Data under study:
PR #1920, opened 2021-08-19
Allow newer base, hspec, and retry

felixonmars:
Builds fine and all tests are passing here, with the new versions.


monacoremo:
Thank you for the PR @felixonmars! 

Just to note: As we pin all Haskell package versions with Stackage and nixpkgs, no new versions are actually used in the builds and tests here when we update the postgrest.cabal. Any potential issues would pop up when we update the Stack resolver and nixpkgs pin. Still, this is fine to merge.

==

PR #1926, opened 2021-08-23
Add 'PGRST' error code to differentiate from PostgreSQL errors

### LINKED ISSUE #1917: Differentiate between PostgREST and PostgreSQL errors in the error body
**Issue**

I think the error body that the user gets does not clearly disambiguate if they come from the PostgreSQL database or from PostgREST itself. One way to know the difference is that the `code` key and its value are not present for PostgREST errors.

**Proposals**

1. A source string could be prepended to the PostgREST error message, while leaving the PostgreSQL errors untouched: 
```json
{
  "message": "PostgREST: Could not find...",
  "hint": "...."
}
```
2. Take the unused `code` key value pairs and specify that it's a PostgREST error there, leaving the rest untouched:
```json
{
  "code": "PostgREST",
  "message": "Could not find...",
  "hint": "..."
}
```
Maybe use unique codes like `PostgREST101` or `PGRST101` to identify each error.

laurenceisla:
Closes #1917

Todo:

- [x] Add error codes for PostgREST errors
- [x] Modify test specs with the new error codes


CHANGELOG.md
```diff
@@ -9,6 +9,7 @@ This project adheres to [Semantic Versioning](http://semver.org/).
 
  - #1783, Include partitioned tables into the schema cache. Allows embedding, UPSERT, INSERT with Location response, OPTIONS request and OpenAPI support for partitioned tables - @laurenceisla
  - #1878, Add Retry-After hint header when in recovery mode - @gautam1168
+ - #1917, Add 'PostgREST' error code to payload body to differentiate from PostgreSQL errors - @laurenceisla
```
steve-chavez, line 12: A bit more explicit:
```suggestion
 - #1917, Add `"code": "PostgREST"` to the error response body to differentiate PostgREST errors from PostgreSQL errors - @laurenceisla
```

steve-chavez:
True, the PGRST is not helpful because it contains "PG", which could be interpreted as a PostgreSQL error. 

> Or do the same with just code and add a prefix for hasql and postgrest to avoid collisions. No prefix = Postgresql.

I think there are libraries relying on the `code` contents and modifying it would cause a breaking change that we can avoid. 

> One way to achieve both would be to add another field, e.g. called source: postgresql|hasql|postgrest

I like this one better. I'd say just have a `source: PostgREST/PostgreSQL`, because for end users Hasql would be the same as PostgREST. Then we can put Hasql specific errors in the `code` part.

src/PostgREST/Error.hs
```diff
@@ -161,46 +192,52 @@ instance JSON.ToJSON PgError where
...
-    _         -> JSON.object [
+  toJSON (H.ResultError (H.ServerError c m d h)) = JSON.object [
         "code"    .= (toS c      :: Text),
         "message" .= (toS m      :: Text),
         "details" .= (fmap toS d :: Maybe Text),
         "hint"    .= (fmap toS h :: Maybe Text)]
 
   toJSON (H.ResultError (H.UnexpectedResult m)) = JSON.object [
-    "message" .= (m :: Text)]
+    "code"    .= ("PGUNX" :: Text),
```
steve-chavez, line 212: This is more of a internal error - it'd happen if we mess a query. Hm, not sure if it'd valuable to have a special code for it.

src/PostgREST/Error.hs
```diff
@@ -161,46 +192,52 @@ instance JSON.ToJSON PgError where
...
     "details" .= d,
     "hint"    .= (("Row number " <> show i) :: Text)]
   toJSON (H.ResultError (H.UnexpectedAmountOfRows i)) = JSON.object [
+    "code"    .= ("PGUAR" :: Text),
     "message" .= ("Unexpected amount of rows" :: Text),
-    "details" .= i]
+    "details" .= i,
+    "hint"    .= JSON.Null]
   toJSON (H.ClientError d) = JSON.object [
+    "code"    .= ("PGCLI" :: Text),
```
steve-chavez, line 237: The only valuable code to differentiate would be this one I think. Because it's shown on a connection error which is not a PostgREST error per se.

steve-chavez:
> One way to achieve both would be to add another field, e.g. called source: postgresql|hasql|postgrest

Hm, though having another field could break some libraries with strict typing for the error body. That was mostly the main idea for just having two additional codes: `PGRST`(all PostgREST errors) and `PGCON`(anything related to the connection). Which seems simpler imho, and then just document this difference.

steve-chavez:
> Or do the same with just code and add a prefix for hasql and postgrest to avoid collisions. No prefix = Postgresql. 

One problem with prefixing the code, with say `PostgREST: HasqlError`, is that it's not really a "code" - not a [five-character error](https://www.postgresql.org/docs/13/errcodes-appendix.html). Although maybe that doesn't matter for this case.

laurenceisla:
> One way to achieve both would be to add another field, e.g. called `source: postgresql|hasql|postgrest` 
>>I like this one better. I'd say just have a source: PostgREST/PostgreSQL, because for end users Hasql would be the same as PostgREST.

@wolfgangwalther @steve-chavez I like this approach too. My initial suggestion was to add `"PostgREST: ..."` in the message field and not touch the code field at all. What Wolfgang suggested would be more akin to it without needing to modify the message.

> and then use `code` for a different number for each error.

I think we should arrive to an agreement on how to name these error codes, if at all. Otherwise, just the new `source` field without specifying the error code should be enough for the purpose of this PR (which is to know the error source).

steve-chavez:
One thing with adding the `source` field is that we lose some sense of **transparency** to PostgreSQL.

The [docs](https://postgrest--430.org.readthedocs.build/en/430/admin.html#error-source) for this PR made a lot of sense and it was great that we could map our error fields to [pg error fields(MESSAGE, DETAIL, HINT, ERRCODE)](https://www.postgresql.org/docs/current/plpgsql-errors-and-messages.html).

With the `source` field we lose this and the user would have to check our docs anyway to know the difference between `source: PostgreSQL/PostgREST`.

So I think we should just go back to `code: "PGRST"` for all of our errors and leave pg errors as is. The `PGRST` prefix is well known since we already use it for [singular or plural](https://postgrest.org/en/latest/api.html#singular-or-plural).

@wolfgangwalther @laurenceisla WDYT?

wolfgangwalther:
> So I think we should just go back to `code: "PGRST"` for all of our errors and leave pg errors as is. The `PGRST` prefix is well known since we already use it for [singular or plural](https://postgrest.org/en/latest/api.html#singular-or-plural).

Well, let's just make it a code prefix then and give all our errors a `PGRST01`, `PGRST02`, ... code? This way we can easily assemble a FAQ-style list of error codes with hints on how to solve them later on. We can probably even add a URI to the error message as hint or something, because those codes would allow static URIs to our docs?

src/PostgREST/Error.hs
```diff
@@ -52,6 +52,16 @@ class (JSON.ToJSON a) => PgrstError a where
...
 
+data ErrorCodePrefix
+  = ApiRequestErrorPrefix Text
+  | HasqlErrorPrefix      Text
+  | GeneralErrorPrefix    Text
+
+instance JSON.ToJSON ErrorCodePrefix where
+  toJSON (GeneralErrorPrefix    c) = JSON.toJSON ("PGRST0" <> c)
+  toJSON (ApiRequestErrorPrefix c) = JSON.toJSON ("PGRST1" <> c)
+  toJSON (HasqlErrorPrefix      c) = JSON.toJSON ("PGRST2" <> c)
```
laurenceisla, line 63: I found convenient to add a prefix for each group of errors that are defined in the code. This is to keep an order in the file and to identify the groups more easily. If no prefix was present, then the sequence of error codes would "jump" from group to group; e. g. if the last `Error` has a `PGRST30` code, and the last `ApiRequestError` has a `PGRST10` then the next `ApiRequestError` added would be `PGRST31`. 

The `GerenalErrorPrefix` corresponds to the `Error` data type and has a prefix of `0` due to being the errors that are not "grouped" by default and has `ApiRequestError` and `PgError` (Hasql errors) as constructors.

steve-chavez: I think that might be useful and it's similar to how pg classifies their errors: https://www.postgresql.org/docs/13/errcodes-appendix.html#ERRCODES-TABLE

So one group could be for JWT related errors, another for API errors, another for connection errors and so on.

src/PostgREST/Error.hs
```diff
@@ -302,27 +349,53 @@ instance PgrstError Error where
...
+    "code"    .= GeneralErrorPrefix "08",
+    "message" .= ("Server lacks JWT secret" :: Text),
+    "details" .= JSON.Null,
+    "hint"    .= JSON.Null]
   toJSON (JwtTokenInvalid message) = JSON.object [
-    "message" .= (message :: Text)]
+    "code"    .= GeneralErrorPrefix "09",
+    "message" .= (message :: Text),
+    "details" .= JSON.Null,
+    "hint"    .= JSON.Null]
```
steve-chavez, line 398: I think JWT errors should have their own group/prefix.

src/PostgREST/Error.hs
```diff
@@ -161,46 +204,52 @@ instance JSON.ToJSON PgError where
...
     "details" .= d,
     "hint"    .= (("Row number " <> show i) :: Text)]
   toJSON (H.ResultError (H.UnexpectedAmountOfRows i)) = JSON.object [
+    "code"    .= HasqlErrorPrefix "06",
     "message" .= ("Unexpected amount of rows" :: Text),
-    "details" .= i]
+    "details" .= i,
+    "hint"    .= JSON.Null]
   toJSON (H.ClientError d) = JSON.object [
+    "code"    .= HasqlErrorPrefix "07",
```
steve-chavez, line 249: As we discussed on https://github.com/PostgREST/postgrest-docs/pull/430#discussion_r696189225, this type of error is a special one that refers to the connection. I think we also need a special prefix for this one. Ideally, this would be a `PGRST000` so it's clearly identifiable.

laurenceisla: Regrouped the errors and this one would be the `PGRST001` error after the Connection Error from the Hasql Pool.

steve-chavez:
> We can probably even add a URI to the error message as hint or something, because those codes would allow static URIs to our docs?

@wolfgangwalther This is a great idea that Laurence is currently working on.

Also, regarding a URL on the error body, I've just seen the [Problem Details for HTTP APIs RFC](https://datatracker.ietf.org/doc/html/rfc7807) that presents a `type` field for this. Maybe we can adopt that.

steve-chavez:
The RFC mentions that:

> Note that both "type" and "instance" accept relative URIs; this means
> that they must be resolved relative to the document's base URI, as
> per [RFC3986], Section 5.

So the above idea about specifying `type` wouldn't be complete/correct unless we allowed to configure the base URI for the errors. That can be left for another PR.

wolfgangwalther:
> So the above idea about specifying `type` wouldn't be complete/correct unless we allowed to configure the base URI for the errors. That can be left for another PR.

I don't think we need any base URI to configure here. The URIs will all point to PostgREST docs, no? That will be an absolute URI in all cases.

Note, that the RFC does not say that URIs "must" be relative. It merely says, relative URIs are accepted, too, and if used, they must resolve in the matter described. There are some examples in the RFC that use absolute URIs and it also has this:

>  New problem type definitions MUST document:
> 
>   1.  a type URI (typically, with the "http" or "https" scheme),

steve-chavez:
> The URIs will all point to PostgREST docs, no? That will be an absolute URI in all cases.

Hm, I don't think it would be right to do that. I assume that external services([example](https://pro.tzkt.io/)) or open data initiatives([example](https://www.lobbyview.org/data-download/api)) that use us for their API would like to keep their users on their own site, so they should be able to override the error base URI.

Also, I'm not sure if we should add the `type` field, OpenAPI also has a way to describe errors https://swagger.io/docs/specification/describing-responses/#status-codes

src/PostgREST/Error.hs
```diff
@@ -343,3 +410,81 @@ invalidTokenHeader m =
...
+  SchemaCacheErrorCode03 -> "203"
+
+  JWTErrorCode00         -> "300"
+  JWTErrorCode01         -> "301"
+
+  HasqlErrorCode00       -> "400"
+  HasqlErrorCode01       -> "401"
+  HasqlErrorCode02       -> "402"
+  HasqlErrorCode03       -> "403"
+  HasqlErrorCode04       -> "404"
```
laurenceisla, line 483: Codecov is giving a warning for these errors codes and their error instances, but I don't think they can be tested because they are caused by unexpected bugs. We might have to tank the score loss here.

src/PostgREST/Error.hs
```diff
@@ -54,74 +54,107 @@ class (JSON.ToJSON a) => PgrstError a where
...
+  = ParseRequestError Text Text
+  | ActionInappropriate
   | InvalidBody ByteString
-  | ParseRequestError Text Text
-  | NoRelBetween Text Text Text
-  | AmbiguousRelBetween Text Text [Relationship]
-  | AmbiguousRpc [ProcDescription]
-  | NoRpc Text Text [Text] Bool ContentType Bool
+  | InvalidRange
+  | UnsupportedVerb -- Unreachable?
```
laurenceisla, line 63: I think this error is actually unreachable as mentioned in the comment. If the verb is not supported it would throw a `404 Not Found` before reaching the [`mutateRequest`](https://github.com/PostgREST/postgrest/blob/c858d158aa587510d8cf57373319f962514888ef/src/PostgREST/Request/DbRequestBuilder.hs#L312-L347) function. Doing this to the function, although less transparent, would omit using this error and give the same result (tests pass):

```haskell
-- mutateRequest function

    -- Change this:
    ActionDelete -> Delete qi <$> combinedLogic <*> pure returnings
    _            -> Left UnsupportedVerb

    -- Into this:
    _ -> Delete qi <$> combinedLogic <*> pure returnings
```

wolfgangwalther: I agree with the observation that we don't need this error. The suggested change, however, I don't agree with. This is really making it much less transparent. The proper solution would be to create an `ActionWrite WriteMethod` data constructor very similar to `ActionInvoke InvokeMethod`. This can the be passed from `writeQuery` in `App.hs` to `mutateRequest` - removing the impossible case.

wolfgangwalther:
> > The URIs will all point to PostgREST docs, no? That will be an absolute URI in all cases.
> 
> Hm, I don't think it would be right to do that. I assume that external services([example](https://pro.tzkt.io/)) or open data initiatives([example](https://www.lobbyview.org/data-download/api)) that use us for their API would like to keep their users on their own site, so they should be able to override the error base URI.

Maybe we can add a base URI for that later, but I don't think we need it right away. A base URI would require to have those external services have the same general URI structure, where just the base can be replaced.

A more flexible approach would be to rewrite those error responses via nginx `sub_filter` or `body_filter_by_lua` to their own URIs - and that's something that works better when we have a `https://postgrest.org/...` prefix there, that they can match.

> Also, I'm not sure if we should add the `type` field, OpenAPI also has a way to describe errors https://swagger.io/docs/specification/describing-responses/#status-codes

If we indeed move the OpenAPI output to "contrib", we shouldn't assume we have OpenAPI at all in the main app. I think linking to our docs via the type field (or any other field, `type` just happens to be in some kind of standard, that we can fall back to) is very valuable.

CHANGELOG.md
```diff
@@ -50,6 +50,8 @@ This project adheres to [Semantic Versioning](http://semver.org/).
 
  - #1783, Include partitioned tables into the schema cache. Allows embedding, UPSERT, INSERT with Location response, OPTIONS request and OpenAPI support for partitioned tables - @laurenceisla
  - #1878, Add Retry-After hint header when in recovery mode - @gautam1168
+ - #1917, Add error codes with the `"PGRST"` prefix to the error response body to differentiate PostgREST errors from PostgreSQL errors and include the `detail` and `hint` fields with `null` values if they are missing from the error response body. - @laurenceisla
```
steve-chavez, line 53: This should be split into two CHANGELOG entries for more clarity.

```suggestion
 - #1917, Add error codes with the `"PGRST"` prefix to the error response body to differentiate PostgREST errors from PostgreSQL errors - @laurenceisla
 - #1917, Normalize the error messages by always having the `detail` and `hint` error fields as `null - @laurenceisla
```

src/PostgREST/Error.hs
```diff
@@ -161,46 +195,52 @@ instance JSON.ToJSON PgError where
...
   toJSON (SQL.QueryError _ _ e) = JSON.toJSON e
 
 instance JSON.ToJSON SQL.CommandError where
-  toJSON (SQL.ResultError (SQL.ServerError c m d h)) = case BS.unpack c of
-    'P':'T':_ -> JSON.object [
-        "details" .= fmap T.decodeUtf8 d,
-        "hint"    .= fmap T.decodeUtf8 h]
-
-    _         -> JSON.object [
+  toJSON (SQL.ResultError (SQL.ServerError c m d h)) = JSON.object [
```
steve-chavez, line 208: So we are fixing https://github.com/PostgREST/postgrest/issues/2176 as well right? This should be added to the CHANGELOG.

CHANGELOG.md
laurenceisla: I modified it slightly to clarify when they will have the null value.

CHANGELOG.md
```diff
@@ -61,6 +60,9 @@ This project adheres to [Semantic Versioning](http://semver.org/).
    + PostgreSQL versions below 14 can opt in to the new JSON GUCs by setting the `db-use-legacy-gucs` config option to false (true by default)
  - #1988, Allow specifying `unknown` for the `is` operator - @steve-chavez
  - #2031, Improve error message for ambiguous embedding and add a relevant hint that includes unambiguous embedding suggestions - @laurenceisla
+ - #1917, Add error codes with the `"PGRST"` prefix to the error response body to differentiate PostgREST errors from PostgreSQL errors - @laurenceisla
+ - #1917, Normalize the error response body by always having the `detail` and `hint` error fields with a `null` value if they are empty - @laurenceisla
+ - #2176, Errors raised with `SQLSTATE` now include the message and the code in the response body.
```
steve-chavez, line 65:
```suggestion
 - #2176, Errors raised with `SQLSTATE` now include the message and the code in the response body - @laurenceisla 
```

Exercise goal: Among the lines above, which hold the word "fields"? Report each one.

Task response:
The [docs](https://postgrest--430.org.readthedocs.build/en/430/admin.html#error-source) for this PR made a lot of sense and it was great that we could map our error fields to [pg error fields(MESSAGE, DETAIL, HINT, ERRCODE)](https://www.postgresql.org/docs/current/plpgsql-errors-and-messages.html).
+ - #1917, Add error codes with the `"PGRST"` prefix to the error response body to differentiate PostgREST errors from PostgreSQL errors and include the `detail` and `hint` fields with `null` values if they are missing from the error response body. - @laurenceisla
 - #1917, Normalize the error messages by always having the `detail` and `hint` error fields as `null - @laurenceisla
+ - #1917, Normalize the error response body by always having the `detail` and `hint` error fields with a `null` value if they are empty - @laurenceisla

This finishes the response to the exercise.